Compêndio de banda desenhada sobre o impacto da tecnologia no nosso quotidiano e nas alterações climáticas, a versão em castelhano foi publicada em vésperas do outono. O premiado autor Philippe Squarzoni tem uma longa carreira no género e abordou uma multiplicidade de questões sociais e políticas em cenários europeus, americanos e do Médio Oriente.

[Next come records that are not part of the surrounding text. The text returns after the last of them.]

PR #2612, opened 2025-09-19
bugfix: fixed capacity estimation RPC

### LINKED ISSUE #2579: [Bug]: Capacity fee estimation RPC double-charges
### What happened?

# Description
The RPC `frequencyTxPayment.computeCapacityFeeDetails` is apparently double-charging weights for transactions. It's currently adding in the dispatch weight of the outer call, in addition to the Capacity stable weights of the inner calls. The payment extension ONLY relies on the stable weights of the inner calls when actually debiting Capacity, so the RPC should similarly only rely on the stable weights.

# Reproduction
* Run a local instant seal node
* Create an extrinsic wrapped with `frequencyTxPayment.payWithCapacity` _and sign it_.
* Submit it to `frequencyTxPayment.computeCapacityFeeDetails` and total the response to get the total Capacity fee
* Submit the actual extrinsic and retrieve the actual `capacity.CapacityWithdrawn` event from the block
* The two values should be equal or nearly equal

### Relevant log output

```shell

```

aramikm:
# Goal
The goal of this PR is to fix the bug in capacity estimation RPC.

Closes #2579

# Discussion
- The issue was using the weight from extrinsic which includes the inner calls instead of getting the bare capacity weights directly.

# Checklist

# Verification
As shown Calculated and deducted capacity values are really close.

Screenshot 2025-09-18 at 4 28 54 PM
Screenshot 2025-09-18 at 4 29 11 PM

### DIFF
--- a/pallets/frequency-tx-payment/src/lib.rs
+++ b/pallets/frequency-tx-payment/src/lib.rs
@@ -265,14 +265,14 @@ impl<T: Config> Pallet<T> {
 	/// Compute the capacity fee details for a transaction.
 	/// # Arguments
 	/// * `runtime_call` - The runtime call to be dispatched.
-	/// * `weight` - The weight of the transaction.
+	/// * `overhead_weight` - The overhead weight asociated with capacity transactions.
 	/// * `len` - The length of the transaction.
 	///
 	/// # Returns
 	/// `FeeDetails` - The fee details for the transaction.
 	pub fn compute_capacity_fee_details(
 		runtime_call: &<T as Config>::RuntimeCall,
-		dispatch_weight: &Weight,
+		overhead_weight: &Weight,
 		len: u32,
 	) -> FeeDetails<BalanceOf<T>> {
 		let calls = T::CapacityCalls::get_inner_calls(runtime_call)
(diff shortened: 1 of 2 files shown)


saraswatpuneet (approved):

JoeCap08055 (commented):
Good catch. Do we want to add/update any tests? I believe we have e2e tests that deal with stable weights...

e2e/capacity/capacity_rpc.test.ts
```diff
@@ -96,19 +100,31 @@ describe('Capacity RPC', function () {
       addProviderPayload
     );
     const tx = ExtrinsicHelper.api.tx.frequencyTxPayment.payWithCapacity(insideTx);
+    const signedTx = await firstValueFrom(tx.signAsync(capacityProviderKeys));
+    const signedHex = signedTx.toHex();
+    // it's important to submit a signed extrinsic to the rpc to get an accurate estimate due to the actual length of extrinsic and etc.
```
enddynayn, line 105: 👍

enddynayn (approved):
👍 superb!

PR #2616, opened 2025-09-30
2581 update messages and stateful storage pallets to support intents

JoeCap08055:
# Goal
The goal of this PR is to migrate the `messages` pallet to add `schema_id` to message storage, and use `intent_id` as the index instead.

Existing index values do not need to be changed, as the `schemas` pallet migration ensures that the chain is seeded with Intent IDs that match existing Schema IDs

Related to #2581 

# Checklist
- [ ] Updated Pallet Readme?
- [ ] Design doc(s) updated?
- [x] Unit Tests added?
- [ ] e2e Tests added?
- [x] Benchmarks added?


Makefile
JoeCap08055, line 1: Made the following enhancements for `try-runtime-*` targets:
- Only build the runtime, not the entire node; speeds up the build
- Consolidate targets using patterns to avoid duplicated targets/commands
- Fetch state for a minimal set of system pallets so that multi-block migrations can be properly tested
- Allow the use of the `PALLETS` env var to specify additional pallets for dumping/restoring state

pallets/messages/src/tests/mock.rs
```diff
@@ -68,25 +75,34 @@ impl system::Config for Test {
...
 pub type MaxSchemaGrantsPerDelegation = ConstU32<30>;
 
 // Needs parameter_types! for the impls below
 parameter_types! {
-	// Max payload size was picked specifically to be large enough to accommodate
-	// a CIDv1 using SHA2-256, but too small to accommodate CIDv1 w/SHA2-512.
-	// This is purely so that we can test the error condition. Real world configuration
-	// should have this set large enough to accommodate the largest possible CID.
-	// Take care when adding new tests for on-chain (not IPFS) messages that the payload
-	// is not too big.
```
JoeCap08055, line 87: This was an erroneous assumption. Since the configured value would never be this small on mainnet or testnet, it's better to allow a CIDv1/SHA2-512 by size, and have it fail for CID validation instead of for size reasons.

pallets/messages/src/tests/other_tests.rs
```diff
@@ -68,24 +60,9 @@ fn populate_messages(
 /// Helper function to generate message payloads
 ///
 /// # Arguments
-/// * `num_items` - Number of message to include in payload
```
JoeCap08055, line 71: This seemed overly complicated--a payload is just an array of bytes; why all the JSON stuff?

pallets/messages/src/types.rs
```diff
@@ -8,6 +11,12 @@ use parity_scale_codec::{Decode, Encode, MaxEncodedLen};
 use scale_info::TypeInfo;
 extern crate alloc;
 use alloc::vec::Vec;
+use common_primitives::messages::MessageResponseV2;
+
+/// Multihash hash function code for SHA2-256
+pub const SHA2_256: u64 = 0x12;
+/// Multihash hash function code for Blake3
+pub const BLAKE3: u64 = 0x1e;
```
saraswatpuneet, line 19: Move this to common? so msa pallet can use it too (i might add it already in my PR)

pallets/messages/src/migration/v3.rs
```diff
@@ -0,0 +1,173 @@
...
+			}
+
+			// If there's a next item in the iterator, perform the migration.
+			if let Some(((block_number, schema_id, index), value)) = iter.next() {
+				count += 1;
+				// Migrate the inner value to the new structure
+				let value = convert_from_old::<T>(schema_id, value);
+				// We can just insert here since the old and the new map share the same key-space.
+				MessagesV3::<T>::insert((block_number, schema_id, index), value);
+				last_cursor = Some((block_number, schema_id, index));
```
saraswatpuneet, line 84: is it better to use a cursor using the raw key pointing to last processed key in state? that way not sure you need to know block number

JoeCap08055: Honestly, we don't even use the cursor for anything, it just needs to be `Some(...)` or `None`. We don't inspect the cursor value at all, since on each iteration we're just taking the next value from a`Storage::drain()` iterator.

I just figured the key values are good to store in the cursor in case we ever need to inspect where we were in a failed migration.

common/primitives/src/cid.rs
JoeCap08055, line 1: This file is not really net-new; I just haven't merged from `main` in a while. I've added some additional consts, and moved the CID validation function and tests from the `messages` pallet.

A história começa num contexto doméstico, com um pai e uma filha no confinamento durante a pandemia, mas rapidamente se abstrai para um panorama tecno-social, ou poderíamos dizer que salta para a nuvem. Recorrendo em grande parte a montagens de três vinhetas horizontais por página e a outras composições que acrescentam vinhetas de grandes dimensões com texto de apoio, a obra resvala para uma avalanche de dados sobre a comunicação digital e a forma como esta molda as nossas vidas. Números e percentagens que são incessantemente lançados sobre os olhos do leitor ou leitora, muitas vezes sem qualquer relação com as imagens sobre as quais estes cartuchos escritos estão dispostos. Assim descrito, convida-nos a pensar que é tremendamente difícil tecer em conjunto não um, mas pelo menos alguns fios narrativos, e de facto essa é uma das grandes falhas deste livro. Em suma, trata-se de um retrato pessimista dos efeitos de um consumo desproporcionado de recursos, que dispara incessantemente estatísticas até o leitor ficar esgotado. Assim, textos relativamente curtos a nível episódico são expandidos em inúmeras caixas de texto e, como isso torna a leitura cansativa, o autor é obrigado a fornecer contrapontos, pausas para descanso sob a forma de capítulos mais curtos. Nestes, a voz do narrador desaparece e ele joga com instantâneos, compondo mosaicos de flashes que retratam as notícias falsas ou a insurreição trumpista.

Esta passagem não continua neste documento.